Defendants are ORDERED to timely file an appropriate responsive pleading to the complaint, and shall not waive filing a reply pursuant to 42 U.S.C. § 1997e(g).

Pursuant to Local Rule 72.1(a)(2), this cause is REFERRED to a United States Magistrate Judge for further pre-trial proceedings.

Further, this entire matter is hereby REFERRED to a United States Magistrate Judge for disposition, as contemplated by Local Rule 72.2(b)(2) and 28 U.S.C. § 636(c), should all the parties consent to such a referral.

Plaintiff is under a continuing obligation to keep the Clerk and each opposing party informed of any change in his whereabouts. This shall be done in writing and not later than seven (7) days after a transfer or other change in address occurs.


Currently pending before the Court are Plaintiff's three motions to appoint counsel (Docs. 4, 17, and 18), Plaintiff's motion to amend the complaint (Doc. 18), Defendant GEO Group Inc.'s motion to dismiss (Doc. 23), and Plaintiff's motion for an extension of time to file a response (Doc. 25).

Plaintiff's three motions for appointment of counsel (Docs. 4, 17, and 18) are REFERRED to the magistrate judge for disposition.

As to Plaintiff's motion to amend the complaint,

Federal Rule of Civil Procedure 15(a) dictates that leave to amend a pleading "shall be given whenever justice so requires," see Sanders v. Venture Stores, Inc., 56 F.3d 771, 773 (7th Cir. 1995); and, indeed, the rule expressly grants a plaintiff one opportunity to amend her complaint as a matter of course before a responsive pleading is served. A motion to dismiss does not constitute a responsive pleading for purposes of Rule 15(a); thus, an order dismissing the original complaint normally does not eliminate the plaintiff's right to amend once as a matter of right. See Bieneman v.

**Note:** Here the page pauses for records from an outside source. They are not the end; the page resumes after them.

PR #21466, opened 2019-11-29
[MKL-DNN] Conv2d and Conv2d transpose MKL-DNN NHWC support

jczaja:
This PR is a continuation of #21375 to fulfill requirements of #20912 

Changes:
- conv2d and conv2d_transpose MKL-DNN kernels support NHWC (FWD only)
- Some refactoring pointed out #21375 e.g. TransformDataLayoutFromMKLDNN() was surrounded by PADDLE_WITH_MKLDNN .
- Proposal of refactoring of TLS MKL-DNN variables as requested in #18944 

**Note:**
-  There is performance degradation  with this PR when paddle using MKL-DNN is executing **training**
  of convolutional model. **Inference** is fine. This will be fixed when Grad NHWC is supported. If you think that this is not acceptable for time being then please let me know so I can prepare some fast fix.

### DIFF
--- a/paddle/fluid/operators/mkldnn/conv_mkldnn_op.cc
+++ b/paddle/fluid/operators/mkldnn/conv_mkldnn_op.cc
@@ -396,8 +396,8 @@ class ConvMKLDNNOpKernel : public paddle::framework::OpKernel<T> {
     // of conv int8 mkl-dnn. Once conv fp32 and conv int8
     // are merged/unified, this will disappear
     std::string key_tid = "";
-    if (platform::get_mkldnn_tls().get_cur_mkldnn_session_id() ==
-        platform::MKLDNNTLS::kMKLDNNSessionID_Default) {
+    if (platform::get_cur_mkldnn_session_id() ==
+        platform::kMKLDNNSessionID_Default) {
       key_tid = "-t:" + platform::ThreadIDasStr();
     }
 
--- a/paddle/fluid/operators/mkldnn/conv_mkldnn_op.cc
+++ b/paddle/fluid/operators/mkldnn/conv_mkldnn_op.cc
@@ -224,7 +224,10 @@ class ConvMKLDNNOpKernel : public paddle::framework::OpKernel<T> {
     // gradient computation proper as this op is called directly without
     // fetch op following it , so numercial grad is computed (in python)
     // using block formats which will give wrong results
-    auto chosen_memory_format = is_test ? MKLDNNMemoryFormat::any : src_format;
+    std::string data_format = ctx.Attr<std::string>("data_format");
+    auto chosen_memory_format =
+        is_test ? MKLDNNMemoryFormat::any
+                : platform::data_format_to_memory_format(data_format);
 
     weights_format = MKLDNNMemoryFormat::any;
     // Check the format for user's special output
--- a/paddle/fluid/operators/mkldnn/conv_mkldnn_op.cc
+++ b/paddle/fluid/operators/mkldnn/conv_mkldnn_op.cc
@@ -220,9 +220,11 @@ class ConvMKLDNNOpKernel : public paddle::framework::OpKernel<T> {
      * ('any') which lets a primitive (convolution in this case) choose
      * the memory format preferred for best performance
      */
-    std::string data_format = ctx.Attr<std::string>("data_format");
-    auto chosen_memory_format =
-        platform::data_format_to_memory_format(data_format);
+    // TODO(jczaja): This is workaround to make grad op UT's numerical
+    // gradient computation proper as this op is called directly without
+    // fetch op following it , so numercial grad is computed (in python)
+    // using block formats which will give wrong results
+    auto chosen_memory_format = is_test ? MKLDNNMemoryFormat::any : src_format;
 
     weights_format = MKLDNNMemoryFormat::any;
     // Check the format for user's special output
@@ -394,8 +396,8 @@ class ConvMKLDNNOpKernel : public paddle::framework::OpKernel<T> {
     // of conv int8 mkl-dnn. Once conv fp32 and conv int8
     // are merged/unified, this will disappear
     std::string key_tid = "";
-    if (platform::get_cur_mkldnn_session_id() ==
-        platform::kMKLDNNSessionID_Default) {
+    if (platform::get_mkldnn_tls().get_cur_mkldnn_session_id() ==
+        platform::MKLDNNTLS::kMKLDNNSessionID_Default) {
       key_tid = "-t:" + platform::ThreadIDasStr();
     }
 
@@ -519,9 +521,7 @@ class ConvMKLDNNOpKernel : public paddle::framework::OpKernel<T> {
       * ('any') which lets a primitive (convolution in this case) choose
       * the memory format preferred for best performance
       */
-      std::string data_format = ctx.Attr<std::string>("data_format");
-      auto chosen_memory_format =
-          platform::data_format_to_memory_format(data_format);
+      auto chosen_memory_format = MKLDNNMemoryFormat::any;
 
       std::vector<int> bias_tz;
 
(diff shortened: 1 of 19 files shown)


luotao1:
@jczaja 
> Proposal of refactoring of TLS MKL-DNN variables as requested in #18944

The coverage check fails on this refactoring. Maybe you can refactor in the next PR.
image

> There is performance degradation with this PR when paddle using MKL-DNN is executing the training
of the convolutional model. The inference is fine. This will be fixed when Grad NHWC is supported. If you think that this is not acceptable for time being then please let me know so I can prepare some fast fix.

It is not acceptable for the time. How much degradation with this PR on the convolutional training model? Does some fast fix to solve this problem?

@LeoZhao-Intel Could you help to review this PR?

paddle/fluid/operators/mkldnn/conv_mkldnn_op.cc
```diff
@@ -220,9 +220,11 @@ class ConvMKLDNNOpKernel : public paddle::framework::OpKernel<T> {
...
      * the memory format preferred for best performance
      */
-    std::string data_format = ctx.Attr<std::string>("data_format");
-    auto chosen_memory_format =
-        platform::data_format_to_memory_format(data_format);
+    // TODO(jczaja): This is workaround to make grad op UT's numerical
+    // gradient computation proper as this op is called directly without
+    // fetch op following it , so numercial grad is computed (in python)
+    // using block formats which will give wrong results
+    auto chosen_memory_format = is_test ? MKLDNNMemoryFormat::any : src_format;
```
LeoZhao-BJ: can you describe a bit of details about this workaround? why change to use "any" format by default?

jczaja: @LeoZhao-Intel before this PR *data_format* was used in convolution to control which implementation will be executed by MKL-DNN eg. Any or NCHW. It could be left that way , but when NHWC is set to data_format in a model then performance goes drastically down.
To avoid performance degradation We no longer restrict MKL-DNN choice of implementation with *data_format* , but we use this information recognize what is the Paddle data format as it comes to model and what should be Paddle data format when MKL-DNN finish its work. 
Hence *choice_memory_format* is be default *any* to be the fastest. Why it is equal to src_format for training? It is because Grad UTs for mkl-dnn convolution are assuming that
convolution mkl-dnn op is computing FWD in NCHW. So as a temporary workaround
I put for training a *src_format* which for models with training is likely to be NCHW or NHWC.
This reduce performance of training. It is to be fixed once I have Unit tests for conv mkl-dnn GRAD working properly with Blocked layout.

@luotao1 I will restore performance of convolution in training & and revert TLS refactor in this PR

luotao1:
Is batch_norm NHWC support a new PR after this PR is merged?

jczaja:
@luotao1 I just checked that *data_format* does not exist in batch norm, but there is *data_layout*  which I haven;t noticed before. So batch_norm NHWC is not implemented yet. I will start doing it this week after maintaining of this PR

jczaja:
@luotao1 I have reverted TLS refactoring and removed partially training performance on MKL-DNN.
Full restoration of training performance is only possible by introducing NHWC support to Grad ops.

luotao1:
> Full restoration of training performance is only possible by introducing NHWC support to Grad ops

Could you tell us why NHWC support to ops will decrease the training performance? And why full restoration will be only possible by introducing NHWC support to Grad ops?

jczaja:
@luotao1 ,
1. As mentioned earlier GRAD UnitTests do not work with "Any" layout (MKL-DNN has to have enforced NCHW implementation). This is because , when numeric gradient is computed , no executor/analyzer is used just direct op execution:
`op->Run()`
At that situation there is no conversion of output to NCHW/NHWC so numeric grad is computed using
block formats so results are incorrect. Currently to have this passed Unit tests were setting *data_format* to NCHW.   When We implement GRAD NHWC then at the same time we make
Unit tests working with "Anylayout" and there is no longer need to enforce NCHW in grad tests. 
Short answer is to have training full performance We have to implement this:
https://github.com/PaddlePaddle/Paddle/issues/20964#issuecomment-559671308

2. Why performance of training was good? Because default value of *data_format* was "AnyLayout" not NCHW or NHWC like it is now. With "AnyLayout" as a value  of *data_format* there was fast execution
of MKL-DNN ops. But after making NCHW a default value of *data_format* performance goes down. I would like to remove old meaning of *data_format* e.g. enforcing MKL-DNN implementation data layout. I have made (this PR) inference working fast, but GRAD ops are using NCHW slow implementation. 

3. I haven't checked actual training performance (our CI does not check training performance) , so my note on performance degradation was a bit theoretical (based on code). In fact, what I wrote should suggest that performance degradation happened when default values *data_format* were changed from _AnyLayout_ to _NCHW_ . So in that case this PR is not introducing  degradation of  performance.

4. To conclude, currently this PR should not decrease performance on any models. If there is poor training performance on some model, it is likely due to changes of default *data_format* value to "NCHW" from "AnyLayout" (this modification is already on develop).

5. If you could test training performance before/after this PR that would be valuable information.

paddle/fluid/operators/mkldnn/conv_mkldnn_op.cc
```diff
@@ -220,9 +220,14 @@ class ConvMKLDNNOpKernel : public paddle::framework::OpKernel<T> {
...
      * the memory format preferred for best performance
      */
+    // TODO(jczaja): This is workaround to make grad op UT's numerical
+    // gradient computation proper as this op is called directly without
+    // fetch op following it , so numercial grad is computed (in python)
+    // using block formats which will give wrong results
     std::string data_format = ctx.Attr<std::string>("data_format");
     auto chosen_memory_format =
-        platform::data_format_to_memory_format(data_format);
+        is_test ? MKLDNNMemoryFormat::any
```
LeoZhao-BJ, line 229: is this correct?  should be like below ?

is_test ? platform::data_format_to_memory_format(data_format): MKLDNNMemoryFormat::any;

LeoZhao-BJ (commented):
Jacek,

Can you describe the status with your latest commit in PR?
all UTs passed? but training performance still not good?

luotao1:
> If you could test training performance before/after this PR that would be valuable information.

@bingyanghuang Could you or Intel Validation Team test the training performance before/after this PR? Our CI/CE doesn't include the MKLDNN test now.

paddle/fluid/operators/mkldnn/conv_mkldnn_op.cc
jczaja: yes. UnTill GRAD NHWC is working this is to be like that. Do you have any question on that one?

jczaja:
@luotao1 , @LeoZhao-Intel All UT pass and performance should be good. The only problem is that
our internal CI doesn't check training performance , so I was not able to check that. To conclude : no known problems present. My suggestion is to have training performance checked before/after this PR.

paddle/fluid/operators/mkldnn/conv_mkldnn_op.cc
jczaja: Yes. When there is inference/test then mkl-dnn is free to choose conv implementation (MKLDNNMemoryFormat::any) . When there is a training we check if user enforced *data_format* and if positive then there are two use cases: AnyLayout and NHWC/NCHW .  For AnyLayout again MKL-DNN is free to choose implementation of conv for NCHW/NHWC MKL-DNN will use NCHW/NHWC implementation. This is needed for GRAD Unit tests to pass (This will be improved once GRAD ops NHWC is implemented). As mentioned earlier using data_format to enforce implementation of MKL-DNN is leading to low performance , but this already happened in previous PRs , this PR does not make any additional harm and make sure performance is good for inference.

LeoZhao-BJ:
> @luotao1 , @LeoZhao-Intel All UT pass and performance should be good. The only problem is that
> our internal CI does check training performance , so I was not able to check that. To conclude : no known problems present. My suggestion is to have training performance checked before/after this PR.

Jacek, my understanding on your answer are:
1. Your current PR doesn't make training performance worse, the previous PR made training performance bad, right?
2. To accommodate the fwd op change and pass UT, you did that change as I commented there, https://github.com/PaddlePaddle/Paddle/pull/21466#discussion_r352959790  , right?

jczaja:
@LeoZhao-Intel 
1. Yes. My PR did not make performance worse. Previous PRs **could** make inference/training performance worse (python workloads that are setting *data_format*). @wojtuss Was responsing to one of issues on performance degradation when NHWC was introduced . Perhaps he can point us to relevant issue on gihub (I cannot find it myself).
2. Yes. To make inference performance good and make sure Grad conv UT pass , pointed change was added

LeoZhao-BJ:
LGTM.

grygielski (approved):
LGTM

luotao1 (approved):

luotao1:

City of Chicago, 838 F.2d 962, 963 (7th Cir. 1988) (per curiam); Willhelm v. Eastern Airlines, Inc., 927 F.2d 971, 972 (7th Cir. 1991).

Camp v. Gregory, 67 F.3d 1286, 1289 (7th Cir. 1995). However, [a]mended pleadings and supplemental pleadings shall contain all allegations which a party intends to pursue. All new material in the amended pleadings shall be underlined. The original of the amended pleading shall be attached to the motion to amend the pleading so that it may be filed if the motion to amend is granted.

Local Rule 15.1; see FED.R.CIV.P. 15. Plaintiff's motion does not conform to the local rule in that Plaintiff does not include with the motion to amend a proposed amended complaint that contains all claims against all defendants. Consequently, Plaintiff's motion to amend (Doc. 18) is DENIED. If Plaintiff wishes to amend the complaint, he may file another motion so requesting that conforms to the federal and local rules.

Defendant GEO Group Inc.'s motion to dismiss (Doc. 23) is DENIED as moot because the Court has already dismissed GEO Group Inc. as a defendant from the action. Accordingly, Plaintiff's motion for an extension of time to file a response (Doc. 25) is also DENIED as moot.